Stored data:
---*---
PR #3517, opened 2023-06-26
enforces ordering on concurrent subscription to `FluxRefCount`

### LINKED ISSUE #3487: refCount gets hung : race conditions in FluxRefCount#subscribe

OlegDokuka:
Late subscribe may observe zero events when multiple inners subscribe to `FluxRefCount` simultaneously so the one which does not invoke the `connect` method subscribes to the `FluxPublish` too late (e.g. the one which calls the `connect` subscribe faster and invoke the `connect` method earlier than the others):

```
 subscribe 1           subscriber 2
     |                      |
count + 1 (1)               |
     |                 count + 1 (2)
     |                      |
     |                  subscribe
     |                      |
     |                   connect
     |                  onComplete
  subscribe
  (hanging)
```

to solve the problem subscribe should happen before the count is incremented so we have strong ordering guaranteed by the `synchronize` block

fixes #3487

### DIFF
--- a/reactor-core/src/jcstress/java/reactor/core/publisher/FluxPublishStressTest.java
+++ b/reactor-core/src/jcstress/java/reactor/core/publisher/FluxPublishStressTest.java
@@ -171,6 +171,70 @@ public abstract class FluxPublishStressTest {
 	}
 
 	@JCStressTest
+	@Outcome(id = {"0, 0, 0, 0, 1, 1"}, expect = ACCEPTABLE, desc = "concurrent subscription succeeded")
+	@State
+	public static class RefCntConcurrentSubscriptionErrorAsyncStressTest extends
+	                                                                     RefCntConcurrentSubscriptionBaseStressTest<Object> {
+
+		static final Throwable testError = new RuntimeException("boom");
+
+		public RefCntConcurrentSubscriptionErrorAsyncStressTest() {
+			super(Flux.error(testError).publishOn(Schedulers.immediate()), null);
+		}
+
+		@Actor
+		public void subscribe1() {
+			sharedSource.subscribe(subscriber1);
+		}
+		@Actor
+		public void subscribe2() {
+			sharedSource.subscribe(subscriber2);
+		}
+
+		@Arbiter
+		public void arbiter(IIIIII_Result r) {
+			r.r1 = subscriber1.onNextCalls.get();
+			r.r2 = subscriber2.onNextCalls.get();
+			r.r3 = subscriber1.onCompleteCalls.get();
+			r.r4 = subscriber2.onCompleteCalls.get();
+			r.r5 = subscriber1.onErrorCalls.get();
+			r.r6 = subscriber2.onErrorCalls.get();
+		}
+	}
+
+	@JCStressTest
+	@Outcome(id = {"0, 0, 0, 0, 1, 1"}, expect = ACCEPTABLE, desc = "concurrent subscription succeeded")
+	@State
+	public static class RefCntConcurrentSubscriptionErrorNoneStressTest extends
+	                                                                    RefCntConcurrentSubscriptionBaseStressTest<Object> {
+
+		static final Throwable testError = new RuntimeException("boom");
+
+		public RefCntConcurrentSubscriptionErrorNoneStressTest() {
+			super(Flux.error(testError).hide(), null);
+		}
+
+		@Actor
+		public void subscribe1() {
+			sharedSource.subscribe(subscriber1);
+		}
+		@Actor
+		public void subscribe2() {
+			sharedSource.subscribe(subscriber2);
+		}
+
+		@Arbiter
+		public void arbiter(IIIIII_Result r) {
+			r.r1 = subscriber1.onNextCalls.get();
+			r.r2 = subscriber2.onNextCalls.get();
+			r.r3 = subscriber1.onCompleteCalls.get();
+			r.r4 = subscriber2.onCompleteCalls.get();
+			r.r5 = subscriber1.onErrorCalls.get();
+			r.r6 = subscriber2.onErrorCalls.get();
+		}
+	}
+
+	@JCStressTest
 	@Outcome(id = {"10, 10, 1, 1, 0, 0"}, expect = ACCEPTABLE, desc = "concurrent subscription succeeded")
 	@State
 	public static class RefCntGraceConcurrentSubscriptionRangeAsyncFusionStressTest extends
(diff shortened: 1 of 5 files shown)


reactor-core/src/jcstress/java/reactor/core/publisher/FluxPublishStressTest.java
chemicL, line 1: Perhaps adding corresponding cases for `Flux.error(Throwable)` in the fusion/hide/delay variants to also validate how error is handled could be worthwhile?

reactor-core/src/main/java/reactor/core/publisher/FluxRefCount.java
```diff
@@ -162,26 +165,33 @@ static final class RefCountInner<T>
...
-				AtomicIntegerFieldUpdater.newUpdater(RefCountInner.class, "parentDone");
+		Throwable error;
+
+
+		static final int MONITOR_SET_FLAG = 0b0010_0000_0000_0000_0000_0000_0000_0000;
+		static final int TERMINATED_FLAG  = 0b0100_0000_0000_0000_0000_0000_0000_0000;
+		static final int CANCELLED_FLAG   = 0b1000_0000_0000_0000_0000_0000_0000_0000;
 
-		RefCountInner(CoreSubscriber<? super T> actual, RefCountMonitor<T> connection) {
+		volatile int state; //used to guard against doubly terminating subscribers (e.g. double cancel)
```
chemicL, line 180: I suppose the comment is no longer relevant, as the state represents more situations and before it was just about termination/cancellation, while now it also represents the readiness (monitor set). Perhaps we can remove it.

gowa:
@OlegDokuka , if you wish to know whether the tests I wrote pass with your fix, I can confirm they do! :)

Thanks!

reactor-core/src/main/java/reactor/core/publisher/FluxRefCount.java
OlegDokuka: fixed

reactor-core/src/jcstress/java/reactor/core/publisher/FluxPublishStressTest.java
OlegDokuka: fixed

chemicL (approved):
---*---
Exercise goal: All lines above with "extends" in them should be returned.

Response for this exercise:
+	public static class RefCntConcurrentSubscriptionErrorAsyncStressTest extends
+	public static class RefCntConcurrentSubscriptionErrorNoneStressTest extends
 	public static class RefCntGraceConcurrentSubscriptionRangeAsyncFusionStressTest extends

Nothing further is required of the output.